··· Information supplied ···
PR #2185, opened 2025-04-08
dnfdaemon: Configure separate cache directory

m-blaha:
Introduce a separate dnfdaemon configuration file for daemon specific config overrides - currently it overrides only the `cachedir` option.

### DIFF
--- a/libdnf5/repo/repo.cpp
+++ b/libdnf5/repo/repo.cpp
@@ -520,6 +520,14 @@ bool Repo::clone_root_metadata() {
 
     auto repo_cachedir = p_impl->config.get_cachedir();
     auto base_cachedir = p_impl->config.get_basecachedir_option().get_value();
+    auto system_cachedir = p_impl->config.get_main_config().get_system_cachedir_option().get_value();
+
+    // return fast if the system_cachedir does not exist or is equivelent to base_cachedir
+    std::error_code ec;
+    if (!std::filesystem::exists(system_cachedir, ec) ||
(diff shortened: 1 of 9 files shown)


libdnf5/repo/repo.cpp
```diff
@@ -520,6 +520,14 @@ bool Repo::clone_root_metadata() {
...
     auto repo_cachedir = p_impl->config.get_cachedir();
     auto base_cachedir = p_impl->config.get_basecachedir_option().get_value();
+    auto system_cachedir = p_impl->config.get_main_config().get_system_cachedir_option().get_value();
+
+    // return fast if the system_cachedir does not exist or is equivelent to base_cachedir
+    std::error_code ec;
+    if (!std::filesystem::exists(system_cachedir, ec) ||
+        std::filesystem::equivalent(base_cachedir, system_cachedir, ec)) {
+        return false;
+    }
```
pkratoch, line 530: Hm, the `std::filesystem::equivalent` returns `false` in case of an error, which is good, but I cannot find the same information for `std::filesystem::exists`. I think the only way how it could negatively influence this would be if the `system_cachedir` did exist, but the there was an error during the `std::filesystem::exists` and the default value in that case was `false`. But I don't in which circumstances the error can happen (according to the documentation, it would be `std::bad_alloc`) and if it would still make sense to continue with trying to clone the `system_cachedir` in that case.

jrohel (approved):
Thanks

Issue #2187, opened 2025-04-08
Wrong documenation for libdnf5::rpm::rpmvercmp() and libdnf5::rpm::evrcmp()


nikita-dubrovskii:
[This](https://github.com/rpm-software-management/dnf5/blob/main/include/libdnf5/rpm/nevra.hpp#L189) looks wrong:
```
/// Compare alpha and numeric segments of two versions.
/// @return 1 if `lhs` < `rhs`, -1 if `lhs` > `rhs`, 0 if they are equal
LIBDNF_API int rpmvercmp(const char * lhs, const char * rhs);
```

Here are logs from simple Python libdnf5 test: 
```
-- dracut-0:105-2.fc42.x86_64 vs dracut-105-3.fc42.x86_64
rpmvercmp(0, 0) = 0
rpmvercmp(105, 105) = 0
rpmvercmp(2.fc42, 3.fc42) = -1
rpmvercmp(3.fc42, 2.fc42) = 1
```

I guess docs should be like [here](https://github.com/rpm-software-management/rpm/blob/master/rpmio/rpmvercmp.cc):
```
/* return 1: a is newer than b */
/*        0: a and b are the same version */
/*       -1: b is newer than a */
```

ppisar:
Indeed. The function is just a wrapper for RPM's rpmvercmp(), so it behaves alike and the documentation should be alike. Thanks for the report.

There is a similar issue for: libdnf5::rpm::evrcmp().

ppisar:
Fixed with #2188.

Issue #2176, opened 2025-04-03
dnf/comps-group-list.feature CI tests fail for dnf5daemon: Unknown argument "install" for command "group"


ppisar:
testing-farm:fedora-rawhide-x86_64:dnf5daemon-tests CI test <https://artifacts.dev.testing-farm.io/64030dd9-5788-4dba-9a3d-4d38c53f8466/work-behave-dnf5daemonrz4pslfu/plans/integration/behave-dnf5daemon/execute/data/guest/default-0/script-00-1/output.txt> fails like this:

~~~~
@dnf5daemon
Feature: Tests for group list and info commands # dnf/comps-group-list.feature:2

  Background: Enable repo and mark a group as installed  # dnf/comps-group-list.feature:4

  Scenario: All user visible groups are listed by default (installed group is not duplicated)  # dnf/comps-group-list.feature:8
    Given I use repository "comps-group-list"                                                  # dnf/steps/repo.py:183
Successfully changed to user polkitd
12:38:21.068: Loading rules from directory /etc/polkit-1/rules.d
12:38:21.068: Loading rules from directory /run/polkit-1/rules.d
12:38:21.068: Error opening rules directory: Error opening directory ?/run/polkit-1/rules.d?: No such file or directory (g-file-error-quark, 4)
12:38:21.068: Loading rules from directory /usr/local/share/polkit-1/rules.d
12:38:21.069: Error opening rules directory: Error opening directory ?/usr/local/share/polkit-1/rules.d?: No such file or directory (g-file-error-quark, 4)
12:38:21.069: Loading rules from directory /usr/share/polkit-1/rules.d
12:38:21.069: Finished loading, compiling and executing 1 rules
Entering main event loop
Connected to the system bus
12:38:21.071: Acquired the name org.freedesktop.PolicyKit1 on the system bus
    And I successfully execute dnf with args "group install test-group"                        # dnf/steps/cmd.py:191
      Assertion Failed: Command has returned exit code 2: dnf5daemon-client -y --installroot=/tmp/dnf_ci_installroot_7mi9cjzt --releasever=29 --setopt=module_platform_id=platform:f29 --setopt=cachedir=/tmp/dnf_ci_installroot_7mi9cjzt/var/cache/dnf group install test-group
      Captured stdout:
      [31m
[...]

PR #2188, opened 2025-04-08
nevra: Fix description of evrcmp and rpmvercmp functions

nikita-dubrovskii:
This PR adjsuts description of both functions to actual [one](https://github.com/rpm-software-management/rpm/blob/master/rpmio/rpmvercmp.cc):
```
/* return 1: a is newer than b */
/*        0: a and b are the same version */
/*       -1: b is newer than a */
int rpmvercmp(const char * a, const char * b);
```

Issue: https://github.com/rpm-software-management/dnf5/issues/2187


ppisar (commented):
The change looks good. I will approve after finishing CI tasks.

ppisar (approved):
The CI failure is unrelated (#2176).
···
What is needed:
Print the records once more, exactly as they were given.

The answer:
PR #2185, opened 2025-04-08
dnfdaemon: Configure separate cache directory

m-blaha:
Introduce a separate dnfdaemon configuration file for daemon specific config overrides - currently it overrides only the `cachedir` option.

### DIFF
--- a/libdnf5/repo/repo.cpp
+++ b/libdnf5/repo/repo.cpp
@@ -520,6 +520,14 @@ bool Repo::clone_root_metadata() {
 
     auto repo_cachedir = p_impl->config.get_cachedir();
     auto base_cachedir = p_impl->config.get_basecachedir_option().get_value();
+    auto system_cachedir = p_impl->config.get_main_config().get_system_cachedir_option().get_value();
+
+    // return fast if the system_cachedir does not exist or is equivelent to base_cachedir
+    std::error_code ec;
+    if (!std::filesystem::exists(system_cachedir, ec) ||
(diff shortened: 1 of 9 files shown)


libdnf5/repo/repo.cpp
```diff
@@ -520,6 +520,14 @@ bool Repo::clone_root_metadata() {
...
     auto repo_cachedir = p_impl->config.get_cachedir();
     auto base_cachedir = p_impl->config.get_basecachedir_option().get_value();
+    auto system_cachedir = p_impl->config.get_main_config().get_system_cachedir_option().get_value();
+
+    // return fast if the system_cachedir does not exist or is equivelent to base_cachedir
+    std::error_code ec;
+    if (!std::filesystem::exists(system_cachedir, ec) ||
+        std::filesystem::equivalent(base_cachedir, system_cachedir, ec)) {
+        return false;
+    }
```
pkratoch, line 530: Hm, the `std::filesystem::equivalent` returns `false` in case of an error, which is good, but I cannot find the same information for `std::filesystem::exists`. I think the only way how it could negatively influence this would be if the `system_cachedir` did exist, but the there was an error during the `std::filesystem::exists` and the default value in that case was `false`. But I don't in which circumstances the error can happen (according to the documentation, it would be `std::bad_alloc`) and if it would still make sense to continue with trying to clone the `system_cachedir` in that case.

jrohel (approved):
Thanks

Issue #2187, opened 2025-04-08
Wrong documenation for libdnf5::rpm::rpmvercmp() and libdnf5::rpm::evrcmp()


nikita-dubrovskii:
[This](https://github.com/rpm-software-management/dnf5/blob/main/include/libdnf5/rpm/nevra.hpp#L189) looks wrong:
```
/// Compare alpha and numeric segments of two versions.
/// @return 1 if `lhs` < `rhs`, -1 if `lhs` > `rhs`, 0 if they are equal
LIBDNF_API int rpmvercmp(const char * lhs, const char * rhs);
```

Here are logs from simple Python libdnf5 test: 
```
-- dracut-0:105-2.fc42.x86_64 vs dracut-105-3.fc42.x86_64
rpmvercmp(0, 0) = 0
rpmvercmp(105, 105) = 0
rpmvercmp(2.fc42, 3.fc42) = -1
rpmvercmp(3.fc42, 2.fc42) = 1
```

I guess docs should be like [here](https://github.com/rpm-software-management/rpm/blob/master/rpmio/rpmvercmp.cc):
```
/* return 1: a is newer than b */
/*        0: a and b are the same version */
/*       -1: b is newer than a */
```

ppisar:
Indeed. The function is just a wrapper for RPM's rpmvercmp(), so it behaves alike and the documentation should be alike. Thanks for the report.

There is a similar issue for: libdnf5::rpm::evrcmp().

ppisar:
Fixed with #2188.

Issue #2176, opened 2025-04-03
dnf/comps-group-list.feature CI tests fail for dnf5daemon: Unknown argument "install" for command "group"


ppisar:
testing-farm:fedora-rawhide-x86_64:dnf5daemon-tests CI test <https://artifacts.dev.testing-farm.io/64030dd9-5788-4dba-9a3d-4d38c53f8466/work-behave-dnf5daemonrz4pslfu/plans/integration/behave-dnf5daemon/execute/data/guest/default-0/script-00-1/output.txt> fails like this:

~~~~
@dnf5daemon
Feature: Tests for group list and info commands # dnf/comps-group-list.feature:2

  Background: Enable repo and mark a group as installed  # dnf/comps-group-list.feature:4

  Scenario: All user visible groups are listed by default (installed group is not duplicated)  # dnf/comps-group-list.feature:8
    Given I use repository "comps-group-list"                                                  # dnf/steps/repo.py:183
Successfully changed to user polkitd
12:38:21.068: Loading rules from directory /etc/polkit-1/rules.d
12:38:21.068: Loading rules from directory /run/polkit-1/rules.d
12:38:21.068: Error opening rules directory: Error opening directory ?/run/polkit-1/rules.d?: No such file or directory (g-file-error-quark, 4)
12:38:21.068: Loading rules from directory /usr/local/share/polkit-1/rules.d
12:38:21.069: Error opening rules directory: Error opening directory ?/usr/local/share/polkit-1/rules.d?: No such file or directory (g-file-error-quark, 4)
12:38:21.069: Loading rules from directory /usr/share/polkit-1/rules.d
12:38:21.069: Finished loading, compiling and executing 1 rules
Entering main event loop
Connected to the system bus
12:38:21.071: Acquired the name org.freedesktop.PolicyKit1 on the system bus
    And I successfully execute dnf with args "group install test-group"                        # dnf/steps/cmd.py:191
      Assertion Failed: Command has returned exit code 2: dnf5daemon-client -y --installroot=/tmp/dnf_ci_installroot_7mi9cjzt --releasever=29 --setopt=module_platform_id=platform:f29 --setopt=cachedir=/tmp/dnf_ci_installroot_7mi9cjzt/var/cache/dnf group install test-group
      Captured stdout:
      [31m
[...]

PR #2188, opened 2025-04-08
nevra: Fix description of evrcmp and rpmvercmp functions

nikita-dubrovskii:
This PR adjsuts description of both functions to actual [one](https://github.com/rpm-software-management/rpm/blob/master/rpmio/rpmvercmp.cc):
```
/* return 1: a is newer than b */
/*        0: a and b are the same version */
/*       -1: b is newer than a */
int rpmvercmp(const char * a, const char * b);
```

Issue: https://github.com/rpm-software-management/dnf5/issues/2187


ppisar (commented):
The change looks good. I will approve after finishing CI tasks.

ppisar (approved):
The CI failure is unrelated (#2176).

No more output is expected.